It won the 1942 Caldecott Medal for McCloskey’s illustrations, executed in charcoal then lithographed on zinc plates. The book’s reputation led to the construction of a statue by Nancy Schön in the Public Garden of the mom duck and her eight ducklings, which is a well-liked destination for children and adults alike. In 1991, Barbara Bush gave a replica of this sculpture to Raisa Gorbacheva as a part of the START Treaty, and the work is displayed in Moscow’s Novodevichy Park. Perhaps those who dismiss critics of the Internet as Luddites or nostalgists will be proved appropriate, and from our hyperactive, knowledge-stoked minds will spring a golden age of mental discovery and universal wisdom. Then once more, the Net isn’t the alphabet, and though it may exchange the printing press, it produces one thing altogether different. The type of deep studying that a sequence of printed pages promotes is effective not only for the data we acquire from the creator’s phrases however for the mental vibrations these words set off inside our personal minds. In the quiet spaces opened up by the sustained, undistracted studying of a guide, or by another act of contemplation, for that matter, we make our own associations, draw our personal inferences and analogies, foster our personal ideas.

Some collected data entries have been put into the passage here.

PR #24875, opened 2023-09-20
Add metadata to Sharepoint connector

lorenzfleerackers:
I intend to enhance the existing SharePoint connector by incorporating metadata functionality. 

I have implemented this enhancement by introducing new events and enabling extensibility in the tables. As a result, when establishing a connection, I can now seamlessly integrate my metadata fields into the appropriate tables and populate them with data through events in the "SharePoint Client" codeunit.

### DIFF
--- a/Modules/System/SharePoint/src/SharePointClientImpl.Codeunit.al
+++ b/Modules/System/SharePoint/src/SharePointClientImpl.Codeunit.al
@@ -358,13 +358,13 @@ codeunit 9101 "SharePoint Client Impl."
         SharePointUriBuilder.SetObject('lists');
 
         Metadata.Add('type', 'SP.List');
-        SharepointEvents.OnAfterAddListMetaData(Metadata);
         Request.Add('__metadata', Metadata);
         Request.Add('AllowContentTypes', true);
         Request.Add('BaseTemplate', 100);
         Request.Add('ContentTypesEnabled', true);
         Request.Add('Description', ListDescription);
         Request.Add('Title', ListTitle);
+        SharepointEvents.OnAfterAddListMetaData(Request);
 
         SharePointHttpContent.FromJson(Request);
         SharePointHttpContent.SetRequestDigest(GetRequestDigest(SharePointUriBuilder.GetHost()));
@@ -392,9 +392,9 @@ codeunit 9101 "SharePoint Client Impl."
         SharePointUriBuilder.SetObject('items');
 
         Metadata.Add('type', ListItemEntityTypeFullName);
-        SharepointEvents.OnAfterAddListItemMetaData(Metadata);
         Request.Add('__metadata', Metadata);
         Request.Add('Title', ListItemTitle);
+        SharepointEvents.OnAfterAddListItemMetaData(Request);
 
         SharePointHttpContent.FromJson(Request);
         SharePointHttpContent.SetRequestDigest(GetRequestDigest(SharePointUriBuilder.GetHost()));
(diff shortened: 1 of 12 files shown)


pri-kise (commented):
What are you trying to achive by these events?
Why can't this be added to the module itself?

And you added events to an internal object - therefore those events won't be subscribable outside of the system application.
If you need events then you have to add them on a public codeunit and make them internal to call them from an an internal object.

lorenzfleerackers:
> What are you trying to achive by these events? Why can't this be added to the module itself?
> 
> And you added events to an internal object - therefore those events won't be subscribable outside of the system application. If you need events then you have to add them on a public codeunit and make them internal to call them from an an internal object.


What do you mean by "adding it to the module itself?"

That's correct, I hadn't noticed that they were internal codeunits. I've made a change so that the events are now located in a public codeunit.

Modules/System/SharePoint/src/SharePointClientImpl.Codeunit.al
```diff
@@ -364,6 +364,7 @@ codeunit 9101 "SharePoint Client Impl."
         Request.Add('ContentTypesEnabled', true);
         Request.Add('Description', ListDescription);
         Request.Add('Title', ListTitle);
+        SharepointEvents.OnAfterAddListMetaData(Request);
```
grobyns, line 367: Adding events in the middle of methods is comparable to code customization. It's not a good pattern to follow. Also just consider that events are generally raised and taken out of context. You now need to recreate that context in a subscriber and figure out if you need to act. The more context is passed in the event the better but it will never be very good.

An alternative to this approach (as was suggested you look into) could be to change the methods so they take in a dictionary for example. You can then pass in all your data from the start and there's no need for events. It's a bit more work and you need to take care to not break the existing public methods but I think the end result will be much better.

JesperSchulz:
Rather than adding extension points, you should add the needed metadata to the module itself by creating a PR which adds the required code. We should not have several other apps add to the behavior. All apps depending on this module should understand what it is capable of.
You are very welcome to create a new PR where you are adding the capabilities you desire to this module. We don't want to introduce any extensibility at this point, unless of course your arguments for doing so are very sound.

JesperSchulz (changes requested):
PR in current shape rejected. We do not want to introduce extensibility points at the suggested places. Rather, the module itself should get improved with the desired capabilities.

lorenzfleerackers:
> Rather than adding extension points, you should add the needed metadata to the module itself by creating a PR which adds the required code. We should not have several other apps add to the behavior. All apps depending on this module should understand what it is capable of. You are very welcome to create a new PR where you are adding the capabilities you desire to this module. We don't want to introduce any extensibility at this point, unless of course your arguments for doing so are very sound.

If I adjust it as you suggest, then it's not variable, is it? Because each customer will use different metadata.

pri-kise:
I think it would be helpful if you'd provide some example requests, that you're trying to send.
Currently this module uses the  (legacy) REST API V1 of the sharepoint, which doesn't have this much documentation.

Therefore it's somehow difficult to understand what exactly is missing.

Additionally you might be right, that processing the respone needs an event to populate the response accordingly, but if you provide an real example response then it might be easier to understand.

Furthermore maybe it's possible to use a generic variable like the dictionary to type in AL to improve the procedure `CreateList`, that this methods accepts custom parameters. Then it's easier for others to populate custom sharepoint fields.

I'm only able to find the following documentation
https://learn.microsoft.com/en-us/sharepoint/dev/sp-add-ins/working-with-lists-and-list-items-with-rest#working-with-lists-by-using-rest
If i understand you correctly, then it's possible to provide here more in the request body??
Could you please provide an example and explain this example a more in depth?

JesperSchulz:
As this PR is rejected in its current form, I will close it (we're trying to empty this repo, as we're moving to a new location). Please create a new PR in the new https://github.com/microsoft/BCApps repository, once you're ready. Please reference this PR when you do for history. Thanks!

Mr. and Mrs. Mallard agree to meet at the Public Garden in a single week. In the meantime, Mrs. Mallard teaches the eight ducklings all they should know about being ducks, such as swimming, diving, marching alongside, and to avoid dangers such as bicycles and other wheeled objects. First published in 1941 by the Viking Press, the book tells the story of a pair of mallards who raise their brood of ducklings on an island within the lagoon within the Boston Public Garden.
His imaginative and prescient was failing, and preserving his eyes centered on a web page had become exhausting and painful, typically bringing on crushing complications. He had been compelled to curtail his writing, and he feared that he would soon have to provide it up. Once he had mastered touch-typing, he was in a position to write along with his eyes closed, utilizing only the information of his fingers. Reading, explains Wolf, just isn’t an instinctive ability for human beings. We have to teach our minds how to translate the symbolic characters we see into the language we understand.
Deep reading, as Maryanne Wolf argues, is indistinguishable from deep pondering. The idea that our minds should operate as excessive-speed knowledge-processing machines isn’t solely constructed into the workings of the Internet, it is the community’s reigning business mannequin as well. The quicker we surf across the Web—the extra links we click and pages we view—the more alternatives Google and other firms acquire to gather information about us and to feed us commercials. Most of the proprietors of the commercial Internet have a monetary stake in collecting the crumbs of knowledge we leave behind as we flit from hyperlink to link—the more crumbs, the higher. The last item these firms want is to encourage leisurely studying or sluggish, concentrated thought. Google’s headquarters, in Mountain View, California—the Googleplex—is the Internet’s high church, and the religion practiced inside its walls is Taylorism.
My thoughts would get caught up within the narrative or the turns of the argument, and I’d spend hours strolling through lengthy stretches of prose. Now my focus usually starts to drift after two or three pages. I get fidgety, lose the thread, start in search of one thing else to do. I feel as if I’m always dragging my wayward brain again to the textual content.